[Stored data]
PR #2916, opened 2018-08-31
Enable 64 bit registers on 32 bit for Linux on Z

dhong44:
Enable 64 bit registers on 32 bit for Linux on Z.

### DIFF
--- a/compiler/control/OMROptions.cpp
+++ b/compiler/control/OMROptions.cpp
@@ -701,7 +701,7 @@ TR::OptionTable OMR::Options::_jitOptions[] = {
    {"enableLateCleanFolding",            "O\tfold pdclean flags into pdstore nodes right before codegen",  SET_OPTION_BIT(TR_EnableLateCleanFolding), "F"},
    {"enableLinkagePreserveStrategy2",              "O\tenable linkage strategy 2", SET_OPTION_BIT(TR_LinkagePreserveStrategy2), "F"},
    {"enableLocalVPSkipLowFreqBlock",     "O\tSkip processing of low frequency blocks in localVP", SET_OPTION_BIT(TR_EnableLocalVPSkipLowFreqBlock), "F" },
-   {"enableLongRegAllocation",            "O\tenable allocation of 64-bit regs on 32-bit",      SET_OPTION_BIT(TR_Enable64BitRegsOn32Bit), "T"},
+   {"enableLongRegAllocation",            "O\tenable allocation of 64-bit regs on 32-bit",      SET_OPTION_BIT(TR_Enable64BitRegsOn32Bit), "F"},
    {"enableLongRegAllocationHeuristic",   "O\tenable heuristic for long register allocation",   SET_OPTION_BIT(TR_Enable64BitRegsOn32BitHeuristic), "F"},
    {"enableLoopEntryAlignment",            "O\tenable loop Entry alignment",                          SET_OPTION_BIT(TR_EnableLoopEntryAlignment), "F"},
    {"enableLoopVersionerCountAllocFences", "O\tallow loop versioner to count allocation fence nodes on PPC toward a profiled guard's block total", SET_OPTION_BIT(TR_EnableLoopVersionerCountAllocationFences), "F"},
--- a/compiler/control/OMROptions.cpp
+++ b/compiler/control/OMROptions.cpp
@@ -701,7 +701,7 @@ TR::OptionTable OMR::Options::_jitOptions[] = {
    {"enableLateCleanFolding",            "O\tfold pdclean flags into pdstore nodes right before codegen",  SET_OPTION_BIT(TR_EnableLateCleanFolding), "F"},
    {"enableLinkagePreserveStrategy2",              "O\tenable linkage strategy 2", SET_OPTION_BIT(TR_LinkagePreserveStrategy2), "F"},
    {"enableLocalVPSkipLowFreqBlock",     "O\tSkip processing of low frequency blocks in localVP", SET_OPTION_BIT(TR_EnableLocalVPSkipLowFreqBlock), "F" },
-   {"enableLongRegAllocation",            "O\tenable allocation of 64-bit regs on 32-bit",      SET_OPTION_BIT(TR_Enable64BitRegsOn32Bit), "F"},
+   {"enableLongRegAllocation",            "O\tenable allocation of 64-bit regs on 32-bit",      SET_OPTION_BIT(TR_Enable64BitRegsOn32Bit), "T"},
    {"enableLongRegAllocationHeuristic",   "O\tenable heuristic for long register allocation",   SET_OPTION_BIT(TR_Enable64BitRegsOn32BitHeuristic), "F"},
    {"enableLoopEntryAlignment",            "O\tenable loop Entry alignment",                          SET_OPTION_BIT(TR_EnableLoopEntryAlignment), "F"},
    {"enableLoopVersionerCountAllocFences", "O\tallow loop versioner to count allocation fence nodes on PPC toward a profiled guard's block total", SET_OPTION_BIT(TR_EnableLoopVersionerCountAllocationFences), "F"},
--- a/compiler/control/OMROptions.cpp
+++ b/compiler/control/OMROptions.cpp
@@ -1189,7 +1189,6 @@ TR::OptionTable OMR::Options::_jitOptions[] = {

=== What is being asked ===
The answer must be a word-for-word restatement of the records.

=== Response to this task ===
PR #2916, opened 2018-08-31
Enable 64 bit registers on 32 bit for Linux on Z

dhong44:
Enable 64 bit registers on 32 bit for Linux on Z.

### DIFF
--- a/compiler/control/OMROptions.cpp
+++ b/compiler/control/OMROptions.cpp
@@ -701,7 +701,7 @@ TR::OptionTable OMR::Options::_jitOptions[] = {
    {"enableLateCleanFolding",            "O\tfold pdclean flags into pdstore nodes right before codegen",  SET_OPTION_BIT(TR_EnableLateCleanFolding), "F"},
    {"enableLinkagePreserveStrategy2",              "O\tenable linkage strategy 2", SET_OPTION_BIT(TR_LinkagePreserveStrategy2), "F"},
    {"enableLocalVPSkipLowFreqBlock",     "O\tSkip processing of low frequency blocks in localVP", SET_OPTION_BIT(TR_EnableLocalVPSkipLowFreqBlock), "F" },
-   {"enableLongRegAllocation",            "O\tenable allocation of 64-bit regs on 32-bit",      SET_OPTION_BIT(TR_Enable64BitRegsOn32Bit), "T"},
+   {"enableLongRegAllocation",            "O\tenable allocation of 64-bit regs on 32-bit",      SET_OPTION_BIT(TR_Enable64BitRegsOn32Bit), "F"},
    {"enableLongRegAllocationHeuristic",   "O\tenable heuristic for long register allocation",   SET_OPTION_BIT(TR_Enable64BitRegsOn32BitHeuristic), "F"},
    {"enableLoopEntryAlignment",            "O\tenable loop Entry alignment",                          SET_OPTION_BIT(TR_EnableLoopEntryAlignment), "F"},
    {"enableLoopVersionerCountAllocFences", "O\tallow loop versioner to count allocation fence nodes on PPC toward a profiled guard's block total", SET_OPTION_BIT(TR_EnableLoopVersionerCountAllocationFences), "F"},
--- a/compiler/control/OMROptions.cpp
+++ b/compiler/control/OMROptions.cpp
@@ -701,7 +701,7 @@ TR::OptionTable OMR::Options::_jitOptions[] = {
    {"enableLateCleanFolding",            "O\tfold pdclean flags into pdstore nodes right before codegen",  SET_OPTION_BIT(TR_EnableLateCleanFolding), "F"},
    {"enableLinkagePreserveStrategy2",              "O\tenable linkage strategy 2", SET_OPTION_BIT(TR_LinkagePreserveStrategy2), "F"},
    {"enableLocalVPSkipLowFreqBlock",     "O\tSkip processing of low frequency blocks in localVP", SET_OPTION_BIT(TR_EnableLocalVPSkipLowFreqBlock), "F" },
-   {"enableLongRegAllocation",            "O\tenable allocation of 64-bit regs on 32-bit",      SET_OPTION_BIT(TR_Enable64BitRegsOn32Bit), "F"},
+   {"enableLongRegAllocation",            "O\tenable allocation of 64-bit regs on 32-bit",      SET_OPTION_BIT(TR_Enable64BitRegsOn32Bit), "T"},
    {"enableLongRegAllocationHeuristic",   "O\tenable heuristic for long register allocation",   SET_OPTION_BIT(TR_Enable64BitRegsOn32BitHeuristic), "F"},
    {"enableLoopEntryAlignment",            "O\tenable loop Entry alignment",                          SET_OPTION_BIT(TR_EnableLoopEntryAlignment), "F"},
    {"enableLoopVersionerCountAllocFences", "O\tallow loop versioner to count allocation fence nodes on PPC toward a profiled guard's block total", SET_OPTION_BIT(TR_EnableLoopVersionerCountAllocationFences), "F"},
--- a/compiler/control/OMROptions.cpp
+++ b/compiler/control/OMROptions.cpp
@@ -1189,7 +1189,6 @@ TR::OptionTable OMR::Options::_jitOptions[] = {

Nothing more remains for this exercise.